# Intel 286 Cpu



## philddreamer (Apr 15, 2012)

I just got me an Intel R80286-8, made in 1982. Does it have any collector value? 

Phil


----------



## Anonymous (Apr 15, 2012)

That particular one is worth about the same to a collector,as the gold content.However there are a few 186/286's in that package that are worth much more.


----------



## a_bab (Apr 16, 2012)

Mic, can you please elaborate a bit on this? I also have about 4 different 286's in the same package and I never felt like AR them as they are so nice.


----------



## Anonymous (Apr 16, 2012)

What I mean is,the collectable value (right now) is approximately the same as the gold content.


----------



## a_bab (Apr 16, 2012)

"However there are a few 186/286's in that package that are worth much more" - I was hoping for some model numbers/prices about these.


----------



## glorycloud (Apr 16, 2012)

They can sell for $8.00 or so to some collectors. Unusual ones
can sell for more. I have collected and sold them for about 
five years now. I too, think they are cool looking and don't deserve
an acid bath. 

I have some regulars that sell them to me in quantity (50+) at $3 to $4 each.
Anyone who wants to can certainly PM me with what you have available. 8)


----------



## wibbla (Apr 16, 2012)

I have the same cpu dated 1978 and wondered if age made them more collectable,i just listed it on ebay so i spose il find out either way lol.


----------



## philddreamer (Apr 22, 2012)

I was able to acquire the rest of the 286, plus a few 386/486, DEC's & others.

Phil


----------



## glorycloud (Apr 22, 2012)

I likee the chips in picture one. 8) 

Let's horse trade. PM me with how you want to value them and I will
PM you with some stuff like gold fingers, etc. 

Thanks!


----------



## philddreamer (Apr 23, 2012)

I've been checking out the teeth on my "horses"... the i387DX is a rare math co-processor 16-33 mhz.

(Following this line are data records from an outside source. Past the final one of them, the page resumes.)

PR #569, opened 2026-08-11
feat(ui):  long entities swimlanes 3.5

### LINKED ISSUE #98: Handle many overlapping tasks in timeline tooltip
Image

* This both locks up the browser AND looks bad, fix both. 
* Aggregate on state? Truncate the list somehow? Make tooltip pinnable + scroll?
* Also have a look at stats/custom stats that can be a part of these fsm entities, and how to best display in the tooltip

johallar:
# Description
This iteration is to improve usability when handling large numbers of entities. 
* Adds expand/collapse controls for long entities swimlanes
* Adds loader and persistent page size for "show more" functionality. Reduces jumpyness by not hiding/showing the button while loading, and keeps page size when Zooming/Panning so swimlanes jump less.
* Update tooltip to truncate after showing a certain number of entities when many are overlapping. Not being able to show all information should be mitigated by the detail panel https://github.com/rapidsai/quent/pull/564. Future iterations may also add aggregate stats about the entities if too many to show all individually.
* More informative "No Entities" message, shows the threshold being used
* Adds rough setting for long entities threshold (show less <--> show more)

## Related Issues
Fixes: #98 
Relates to: #215 

## Testing
* Simulate a query with many entities and many threads so there are many concurrent entities in the chart. 
`cargo run -p quent-simulator -- --num-query-groups 1 --num-queries 1 --num-workers 2 --num-threads 24 --num-tasks 65536 --exporter collector --collector-address http://localhost:7836`
* Open query and open any resource with entities that have usage on that resource
* Change the entities slider to show more/less entities (changes the long entity threshold in the request)
* Entity rows are expandable/collapsible
* Resource tree virtualization works as expected (opening every resource will not overwhelp the browser), charts render as they scroll into view.

## Screenshots
Demo with an absurd (i think?) amount of entities. Every interaction should be able to handle huge amounts of entities. It can get a little jumpy when there are so many, but the price we pay RN. 

https://github.com/user-attachments/assets/b245bc12-6774-4467-8f30-afe063321313

### DIFF
--- a/ui/packages/@quent/components/src/timeline/TimelineTooltip.tsx
+++ b/ui/packages/@quent/components/src/timeline/TimelineTooltip.tsx
@@ -199,43 +199,62 @@ function MarkDetailRow({ name, value }: { name: string; value: string }) {
   );
 }
 
+const DETAILED_ACTIVE_MARK_LIMIT = 6;
+const COMPACT_ACTIVE_MARK_LIMIT = 8;
+
 function ActiveMarksSection({ marks }: { marks: ActiveMark[] }) {
   if (marks.length === 0) return null;
+  const isCompact = marks.length > DETAILED_ACTIVE_MARK_LIMIT;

I also found that one of the small chips is an iR80186-10;
1 is an iR80286-8,
2 are AMD-R80286-8/C2,
5 are AMD-R80286-10/S,
1 is a Siemens R80286-1-R.

Even the "teeth" on the white iC2708 looked pretty healthy, too! :lol: 

If you really likee them, PM me an offer that I can't resist! :mrgreen: 

Phil


----------



## philddreamer (Apr 27, 2012)

I acquired another R80286-8, plus some MC68020RP16E with silver color pins. Also some IDT7143LA70G and a board with more than 150 of the gold lid ceramic IC's. Old, cool stuff... 8)


----------



## Barren Realms 007 (Apr 28, 2012)

Phil,

Most of the boards I have run across like that the chip's have little collector value, especially if soldered on. Probably better to just plan on processing all of them.


----------



## philddreamer (Apr 28, 2012)

Thank you Frank!


----------



## philddreamer (May 6, 2012)

Got me these 2 white NEC "centipedes" todays!


----------



## schomisch (May 7, 2012)

Pretty nice insects you have there =))

~Chris!~


----------



## philddreamer (May 31, 2012)

I just picked up another beauty! 8)


----------



## samuel-a (May 31, 2012)

wow, very nice Phil

I hope you are saving it.... it would be a shame to smash it...


----------



## philddreamer (May 31, 2012)

Yes indeed, brother Sam, I'm saving it! 8) 
(...Unless the right offer comes my way! :mrgreen 

Phil


----------



## jmdlcar (May 31, 2012)

philddreamer said:


> I just got me an Intel R80286-8, made in 1982. Does it have any collector value?
> 
> Phil



Wish I could find one like that. If I do get one I would save and show it off to other. It is nice to look at and history.


----------



## philddreamer (May 31, 2012)

Jim, PM me your address! 8) 

Phil


----------



## a_bab (May 31, 2012)

Since I started to collect SMD caps I have had many wetdreams about finding boards packed with caps like on the wonderful ceramic item.


----------



## macfixer01 (May 31, 2012)

Guess what's underneath that metal plate in the socket at the bottom-right? I've been watching them re-list these boards for months now at the same price every time. Unfortunately there doesn't seem enough value overall to justify the $21.99 including shipping. Maybe for a collector though...

http://www.ebay.com/itm/110654099227

macfixer01


----------



## cloud49 (Jun 1, 2012)

Wow those chips are neet. They sould be in a museum. Or even better in cased in plastic like the original awards Intel gave out to top engineers back of the day.

Cloud49


----------